This code defines the affine and CRS (Coordinate Reference System) variables of the dataset ds_masked_coastline, which are required for plotting the data. It then creates a new dataset ds_fdi which contains the FDI values obtained from the previous step.

The output plot can be used to visualize the distribution of floating debris, including microplastics, in water bodies over time.

[13]:
ds_fdi = ds_masked_coastline["FDI"].squeeze()
ds_ndvi = ds_masked_coastline["NDVI"].squeeze()

# Calculate the number of rows and columns needed
try:
    num_plots = ds_fdi.sizes['time']
except KeyError:
    num_plots = 1  # if only one timestamp
num_cols = 2
num_rows = num_plots

# Create the figure and subplots
fig, axs = plt.subplots(num_rows, num_cols, figsize=(15, 5 * num_rows))

# Loop over each timestamp and plot the corresponding FDI and NDVI images
for i in range(num_plots):
    time_val = str(ds_masked_coastline["FDI"].time.values[i]
                  )[:-13]  # Extract timestamp and convert to string

    # Plot FDI
    if num_plots == 1:
        ds_fdi.plot(ax=axs[0], cmap='RdBu_r')
        axs[0].set_title(f'FDI - Timestamp: {time_val}')
    else:
        ds_fdi.isel(time=i).plot(ax=axs[i, 0], cmap='RdBu_r')
        axs[i, 0].set_title(f'FDI - Timestamp: {time_val}')

    # Plot NDVI
    if num_plots == 1:
        ds_ndvi.plot(ax=axs[1], cmap='RdYlGn')
        axs[1].set_title(f'NDVI - Timestamp: {time_val}')
    else:
        ds_ndvi.isel(time=i).plot(ax=axs[i, 1], cmap='RdYlGn')
        axs[i, 1].set_title(f'NDVI - Timestamp: {time_val}')

# Remove any unused subplots
for i in range(num_plots, num_rows):
    fig.delaxes(axs[i, 0])
    fig.delaxes(axs[i, 1])

plt.tight_layout()
plt.show()
../../../_images/sandbox_notebooks_Real_world_examples_Floating_marine_debris_25_0.png

Select and apply threshold

The best threshold for identifying microplastics from the FDI will depend on the characteristics of your data and the specific application you are working on.

One way to determine the best threshold is to create a histogram of the FDI values and visually inspect it to identify a threshold value that separates the distribution into two distinct groups, one representing microplastics and the other representing non-microplastics.

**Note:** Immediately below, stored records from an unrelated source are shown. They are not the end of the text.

PR #23, opened 2019-05-11
Setup ES index on install

### LINKED ISSUE #16: Index is not created, causing 404s
Out of the box, the site's index doesn't exist, causing Query Monitor to display errors for the HTTP request. This is likely due to us not running the activation hooks.

joehoyle:
Use WP CLI hooks to run an index setup from multisite-install is run

Fixes #16.

### DIFF
--- a/inc/namespace.php
+++ b/inc/namespace.php
@@ -262,7 +262,7 @@ function get_elasticsearch_url() : string {
 }
 
 /**
- * When WordPress is installed via WP-CLI, run the ElasticPress setup
+ * When WordPress is installed via WP-CLI, run the ElasticPress setup.
  */
 function setup_elasticpress_on_install() {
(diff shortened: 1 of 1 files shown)


inc/namespace.php
```diff
@@ -255,3 +260,12 @@ function get_elasticsearch_url() : string {
 	$host = sprintf( '%s://%s:%d', ELASTICSEARCH_PORT === 443 ? 'https' : 'http', ELASTICSEARCH_HOST, ELASTICSEARCH_PORT );
 	return $host;
 }
+
+/**
+ * When WordPress is installed via WP-CLI, run the ElasticPress setup
```
roborourke: Full stops at the end of comments
```suggestion
 * When WordPress is installed via WP-CLI, run the ElasticPress setup.
```

PR #30, opened 2019-05-24
Fix coding standards

roborourke:


inc/namespace.php
```diff
@@ -61,6 +69,7 @@ function bootstrap() {
 }
 
 function on_http_request_args( $args, $url ) {
```
rmccue: Undocumented functions make @rmccue sad.

roborourke: That wasn't me!

PR #35, opened 2019-07-26
Upgrade to ElasticPress 3.4.2

joehoyle:
ElasticPress 3 has a few breaking changes. I've accounted for the internal changes, but the main issue is EP 3 introduces this concept of "indexables" (which is nice n all), so there's an index per "type" of document. This means the default post index has changed from `$site-name-$id` to `$site-name-$indexable-$id`, so it requires a re-index by default.

We might be able to filter the post index to use the original index name, so we don't have to run reindexes on upgrade of Altis.


roborourke:
@joehoyle do you know how different the mapping is or the index data? We could potentially use ElasticSearch's index aliases to aid with migration by looping over indexes, detecting the old pattern and aliasing to the new one.

joehoyle:
Hmm no I don't know, it might not be different. I wonder if we could just filter the index name to use the old name rather than an alias?

rmccue:
> I wonder if we could just filter the index name to use the old name rather than an alias?

IMO, an alias is probably better, so that we can deprecate the old name with an eye towards moving to the new index names eventually.

pdewouters:
We should probably wait for a fix here https://github.com/10up/ElasticPress/pull/1829

roborourke:
@pdewouters can we not change how we're implementing feature activation?

pdewouters:
@roborourke the error is triggered by the admin notices - do we need those?

roborourke:
@pdewouters not if we're hiding the admin anyway but I think some are useful, I remember writing some code to specifically allow some admin notices and not others here so it'd better to check which ones are causing the errors and filter them specifically:

https://github.com/humanmade/altis-enhanced-search/blob/master/inc/namespace.php#L587

I'm curious why making the feature inactive would cause that method to return false though. Perhaps the admin notice is getting triggered before ElasticPress has registered the default features.

pdewouters:
If I comment this out, the error in the dashboard disappears https://github.com/humanmade/altis-enhanced-search/blob/master/inc/namespace.php#L56

```
//	if ( ! defined( 'EP_IS_NETWORK' ) ) {
//		define( 'EP_IS_NETWORK', true );
//	}
```

roborourke:
@pdewouters that's a no go to comment that out. It has to be in network mode to allow for full network search and full network indexing.

We need to get to the bottom of what the error messages are and why they're happening so we can either correct those issues through code or some other configuration.

pdewouters:
@roborourke that wasn't my suggestion.
It seems that the EP plugin needs to be loaded earlier on `plugins_loaded` so that the Features can be registered correctly.

roborourke:
Update here, Paul has tested this with a clean local server install and by running the indexing commands from ElasticPress. I'm going to do a second round of testing to double check but should be good to go after that.

roborourke:
EP 3.4 adds some additional features we need to decide what to do with:

- elasticpress debug bar error - `ep_is_indexing()` function has been removed, need to update or remove the code using it
- custom search results - basic post type. #76 adds a "search config" admin page under settings, propose bringing that to top level and placing custom search results listing & add-new pages as sub menu items of that

PR #37, opened 2019-08-05
Don't index post meta by default

joehoyle:


roborourke:
What's the reason behind this change? I think we definitely want post meta indexed if we're overriding `WP_Query` everywhere to use elastic. Is there a include / exclude approach we could take instead?

rmccue:
No response from submitter (cough cough @joehoyle), closing.

PR #41, opened 2019-10-29
Remove admin dashboard notices about syncing

roborourke:
EP is only interacted with through the CLI on Altis so this notice is just annoying.


nathanielks:
💯

PR #47, opened 2019-12-18
Detect if ELASTICSEARCH_HOST is empty

nathanielks:
This will prevent the module from bootstrapping if `ELASTICSEARCH_HOST` is empty, such as in the case no ElasticSearch infrastructure has been provisioned for an environment.

### DIFF
--- a/inc/namespace.php
+++ b/inc/namespace.php
@@ -28,7 +28,7 @@ function bootstrap() {
  * Load and configure Elasticpress.
  */
 function load_elasticpress() {
-	if ( ! defined( 'ELASTICSEARCH_HOST' ) ) {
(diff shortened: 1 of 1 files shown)


joehoyle:
Should we backport @nathanielks?

roborourke:
@joehoyle i think we should, it’s caused problems already. Although I wonder if we should trigger a warning if it’s empty that says how to disable this module

roborourke:
Merging for now, in terms of reporting back re. whether ES is set up or not requires more internal discussion.

nathanielks:
> Although I wonder if we should trigger a warning if it’s empty that says how to disable this module

I can see that being useful or annoying, depending. I like that it would point us in the specific direction required for fixing it, but if it's not dismiss-able it could be annoying for an environment who's not ready for search yet.

PR #56, opened 2020-02-13
Add ElasticPress debug bar

### LINKED ISSUE #55: Add ElasticPress debug bar
Query Monitor supports debug bar addons and 10up have this extension https://github.com/10up/debug-bar-elasticpress

Seems like it'd be really useful as debugging & profiling ElasticSearch can be painful at the best of times.

Acceptance criteria:

- [x] Plugin added to exclude list in humanmade/altis-core
- [x] Package `10up/debug-bar-elasticpress` is required in this module's `composer.json` at a fixed version (latest available)
- [x] Plugin is loaded when `Altis\get_config()['modules']['dev-tools']['query-monitor']` is `true`

**UPDATE**
After a discussion and the fact that we need to fix a lot of small things. We've decided to fork the plugin and fix it ourselves.

- fork the repo
- update the name in composer.json to be under the humanmade namespace
- fix the assets URL code 
- update the CSS
- publish to packagist

dashaluna:
Fixes #55

### DIFF
--- a/composer.json
+++ b/composer.json
@@ -11,7 +11,8 @@
 	],
 	"require": {
 		"php": ">=7.1",
-		"10up/elasticpress": "^2.8.1"
+		"10up/elasticpress": "^2.8.1",
+		"10up/debug-bar-elasticpress": "1.4"
 	},
 	"autoload" : {
 		"files": [
--- a/composer.json
+++ b/composer.json
@@ -12,7 +12,7 @@
 	"require": {
 		"php": ">=7.1",
 		"10up/elasticpress": "^2.8.1",
-		"humanmade/debug-bar-elasticpress": "1.4"
+		"humanmade/debug-bar-elasticpress": "1.5"
 	},
 	"autoload" : {
 		"files": [
--- a/composer.json
+++ b/composer.json
@@ -12,7 +12,7 @@
 	"require": {
 		"php": ">=7.1",
 		"10up/elasticpress": "^2.8.1",
-		"10up/debug-bar-elasticpress": "1.4"
+		"humanmade/debug-bar-elasticpress": "1.4"
 	},
 	"autoload" : {
 		"files": [
--- a/composer.json
+++ b/composer.json
@@ -12,7 +12,7 @@
 	"require": {
 		"php": ">=7.1",
 		"10up/elasticpress": "^2.8.1",
-		"humanmade/debug-bar-elasticpress": "1.5"
+		"humanmade/debug-bar-elasticpress": "1.5.0"
 	},
 	"autoload" : {
 		"files": [
--- a/inc/namespace.php
+++ b/inc/namespace.php
@@ -21,8 +21,12 @@ use WP_Query;
 
 function bootstrap() {
 	add_action( 'plugins_loaded', __NAMESPACE__ . '\\load_elasticpress' );
-	add_action( 'plugins_loaded', __NAMESPACE__ . '\\load_debug_bar_elasticpress' );
 	add_filter( 'altis_healthchecks', __NAMESPACE__ . '\\add_elasticsearch_healthcheck' );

Threshold for each timestamp and plot histograms

The 3-sigma rule is a statistical method used to determine if a data point is an outlier, which means it is significantly different from the other data points. In this case, we used it to identify pixels in the satellite imagery that were likely to be microplastics.

To do this, we first calculated the mean and standard deviation of values for all pixels in the satellite imagery. We then set a threshold at 3 standard deviations above the mean, which means any pixel with a value above this threshold was classified as a microplastic.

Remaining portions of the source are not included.